Where BreatheWorks fits

BreatheWorks is a speech-language pathology practice built around a whole-patient, root-cause approach—helping patients from infancy to geriatrics improve how they sleep, breathe, talk, eat, and feel. Clinical care can include speech/voice services, feeding/swallowing, orofacial myofunctional therapy (OMT/OMD), and TMJ support, with screening for contributing factors such as oral posture, airway stability, and sleep patterns when relevant to the patient’s goals.

BreatheWorks offers both in-person clinics (with locations listed across states including Oregon, Washington, Texas, and Massachusetts) and secure virtual therapy designed to deliver the same patient-centered care with more scheduling flexibility.

For many patients, the process begins with a comprehensive assessment and a clear plan—including exercises and next steps tailored to the individual.
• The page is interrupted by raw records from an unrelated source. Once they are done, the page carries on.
PR #86, opened 2023-03-16
79 obtain the gene symbol from a gene identifier

yaseminbridges:
Added methods to `GeneIdentifierUpdater` class to retrieve the gene symbol from a gene identifier. Also added tests for its functionality. No CLI changes

### DIFF
--- a/src/pheval/utils/constants.py
+++ b/src/pheval/utils/constants.py
@@ -1,0 +1,4 @@
+ENSEMBL_ID = "ensembl_id"
+HGNC_ID = "hgnc_id"
+ENTREZ_ID = "entrez_id"
+REFSEQ_ACCESSION = "refseq_accession"
--- a/src/pheval/utils/constants.py
+++ b/src/pheval/utils/constants.py
@@ -1,4 +1,0 @@
-ENSEMBL_ID = "ensembl_id"
-HGNC_ID = "hgnc_id"
-ENTREZ_ID = "entrez_id"
-REFSEQ_ACCESSION = "refseq_accession"
--- a/tests/test_phenopacket_utils.py
+++ b/tests/test_phenopacket_utils.py
@@ -21,7 +21,7 @@ from phenopackets import (
 )
 
 from pheval.prepare.custom_exceptions import IncorrectFileFormatError
-from pheval.utils.constants import HGNC_ID, ENTREZ_ID
+from pheval.utils.constants import ENTREZ_ID, HGNC_ID
 from pheval.utils.phenopacket_utils import (  # GeneIdentifierUpdater,; create_hgnc_dict,
     GeneIdentifierUpdater,
     GenomicVariant,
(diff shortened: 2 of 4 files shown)


tests/test_phenopacket_utils.py
```diff
@@ -480,6 +480,22 @@ def test_find_identifier(self):
         self.assertEqual(self.gene_identifier_updater_entrez.find_identifier("A2M"), "2")
         self.assertEqual(self.gene_identifier_updater_entrez.find_identifier("GBA"), "2629")
 
+    def test_obtain_gene_symbol_from_identifier_hgnc(self):
+        self.assertEqual(
+            self.gene_identifier_updater_ens.obtain_gene_symbol_from_identifier(
+                "HGNC:5", "hgnc_id"
```
matentzn, line 486: For things like keys in standard dicts, I recommend using constants, because of the likely of change later down the line

HGNC_ID = "hgnc_id" in constants.py

and here:

```suggestion
                "HGNC:5", HGNC_ID
```

matentzn: But feel free to ignore if it blocks your flow or you disagree.

yaseminbridges: I agree, didn't think of that!

yaseminbridges:
added the constants for the dictionary, referencing these instead of strings throughout the code

matentzn (approved):
Excellent @yaseminbridges

src/pheval/utils/constants.py
julesjacobsen, line 1: I think these would be better not being here at all - this is all implementation details which should be hidden in the class, not shared around.

A cleaner (but less performant) API would be simply:

```python

def obtain_gene_symbol_from_identifier(self, query_gene_identifier: str) -> str:
    # lookup pattern e.g. ENSG, ncbigene: , number, HGNC: ...
   # create a dictionary identifier: symbol 
    return symbol from identifiers dict
```

julesjacobsen: You don't want to share these constants, it's too much information and leaking implementation details.

matentzn: Ok, I was not aware this is bad practice. My main point is to never use literal strings as keys for retrieving information from dictionaries that _are_ shared around, because it violates the single responsibility principle (lets say you want to change a key from "hgnc_id" to  "hgnc", you will have to find all places in the code where "hgnc_id" is used

julesjacobsen: This is what we want:

User: "Hey API, what's the gene symbol for ENSG00012334?"
API "ENSG00012334 is GENE1"

not 

User "Hey API, what's the gene symbol for ENSG00012334 using the key type of ENSEMBL_ID"
API "ENSEMBL_ID: ENSG00012334 is GENE1"

Why not? Because ENSG00012334 , 123456, HGNC:12345 are all natural keys for starters, secondly, what if you asked for ENSG00012334 with the NCBI_ID key? Thirdly, why are you even exposing the fact that the API uses a map to store this info? None of it is required it's simply a bi-directional multi-map internally, externally you just want a simple request to get the gene symbol for a limited set of gene identifiers.

matentzn: Ahhhh right! Yes, that makes total sense now!

julesjacobsen (approved):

FAQ: How to Fix the /R/ Sound

What age should a child be able to say the /R/ sound?

/r/ is often a later-developing sound. What matters most is whether speech is improving overall and whether the /r/ error is persisting and impacting intelligibility or confidence.

Why can my child say /R/ in some words but not others?

Because /r/ changes with neighboring vowels. Many children need practice across multiple /r/ contexts (initial, vocalic, blends) for consistency.

How long does it take to fix the /R/ sound in speech therapy?

It depends on whether the child can achieve an accurate /r/ with cues, how consistent home practice is, and whether carryover is targeted. Many children learn the sound in drills before they can use it reliably in conversation.

What should I ask a speech-language pathologist about /R/ therapy?

Ask how they teach tongue posture (bunched vs retroflex), how they train carryover to conversation, what home practice should be, and how they measure progress.

Does online speech therapy work for /R/?

Often yes. /r/ can respond well to virtual speech therapy when the child can follow cues and practice consistently between sessions. Ask how teletherapy speech therapy handles feedback and carryover.